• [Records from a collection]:
PR #923, opened 2025-10-10
Geobench v2 od

paolofraccaro:
Code linked to the detection part of GEo-Bench v2.

### DIFF
--- a/terratorch/models/backbones/terramind/tokenizer/models/uvit.py
+++ b/terratorch/models/backbones/terramind/tokenizer/models/uvit.py
@@ -40,17 +40,6 @@ from diffusers.models.resnet import Downsample2D, Upsample2D
 from diffusers.configuration_utils import ConfigMixin
 from diffusers.models.modeling_utils import ModelMixin
 
-# xFormers imports
-try:
-    if torch.cuda.is_available(): # Only use xformers if GPUs are available
-        from xformers.ops import memory_efficient_attention, unbind
-        XFORMERS_AVAILABLE = True
-    else:
-        XFORMERS_AVAILABLE = False
-except ImportError:
-    logging.getLogger('terramind').debug("xFormers not available")
-    XFORMERS_AVAILABLE = False
-
 
 def modulate(x, shift, scale):
     return x * (1.0 + scale.unsqueeze(1)) + shift.unsqueeze(1)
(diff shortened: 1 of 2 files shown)


terratorch/datasets/generic_pixel_wise_dataset.py
```diff
@@ -289,11 +290,15 @@ def plot(self, sample: dict[str, Tensor], suptitle: str | None = None, show_axes
 
         .. versionadded:: 0.2
         """
+
         image = sample["image"]
         if len(image.shape) == 5:
-            return
+            return 
+        if len(image.shape) == 4:
```
Joao-L-S-Almeida, line 297: Are the dimensions (B,C,T,W,H) ?
T=1 when the len(dims) = 4 ?
Why we get image[:, -1, :, :] before adding the extra dimension ?

paolofraccaro: At this point you do not have the batch. This is taking the latest timestamp in case of temporal data. An improvement would be to allow to select what to plot.

terratorch/tasks/segmentation_tasks.py
```diff
@@ -293,7 +293,15 @@ def configure_metrics(self) -> None:
             )
         else:
             self.test_metrics = nn.ModuleList([metrics.clone(prefix="test/")])
-
+    
+    def reformat_y(self, y):
```
romeokienzler: @paolo-fraccaro 
can we get a comment what this is doing, and why/from where it is supposed to be callsed?

tests/test_temporal_wrapper.py
```diff
@@ -16,6 +16,8 @@ def __init__(self, out_channels=64, in_channels=3):
         super().__init__()
         self.out_channels = out_channels
         self.conv = nn.Conv2d(in_channels, out_channels, kernel_size=3, padding=1)
+
```
romeokienzler: @paolo-fraccaro why are we repeating this line?

terratorch/datasets/generic_pixel_wise_dataset.py
romeokienzler: @Joao-L-S-Almeida can we resolve?

romeokienzler:
@paolo-fraccaro first of all, thanks a lot for the contribution.

I don't see any tests. We introduced a rule that a PR starting from v1.1 is not allowed to decrease our test coverage. Can you please make sure that you cover at lest 80% of your code by tests?

terratorch/datasets/generic_pixel_wise_dataset.py
Joao-L-S-Almeida: Yes, @romeokienzler

terratorch/tasks/segmentation_tasks.py
paolofraccaro: I removed this as there was already a squeeze of they y in main.

tests/test_temporal_wrapper.py
paolofraccaro: typo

• [WHAT IS BEING ASKED]:
Say the number of lines above that include "image", and only that.

• [EXERCISE OUTPUT]:
4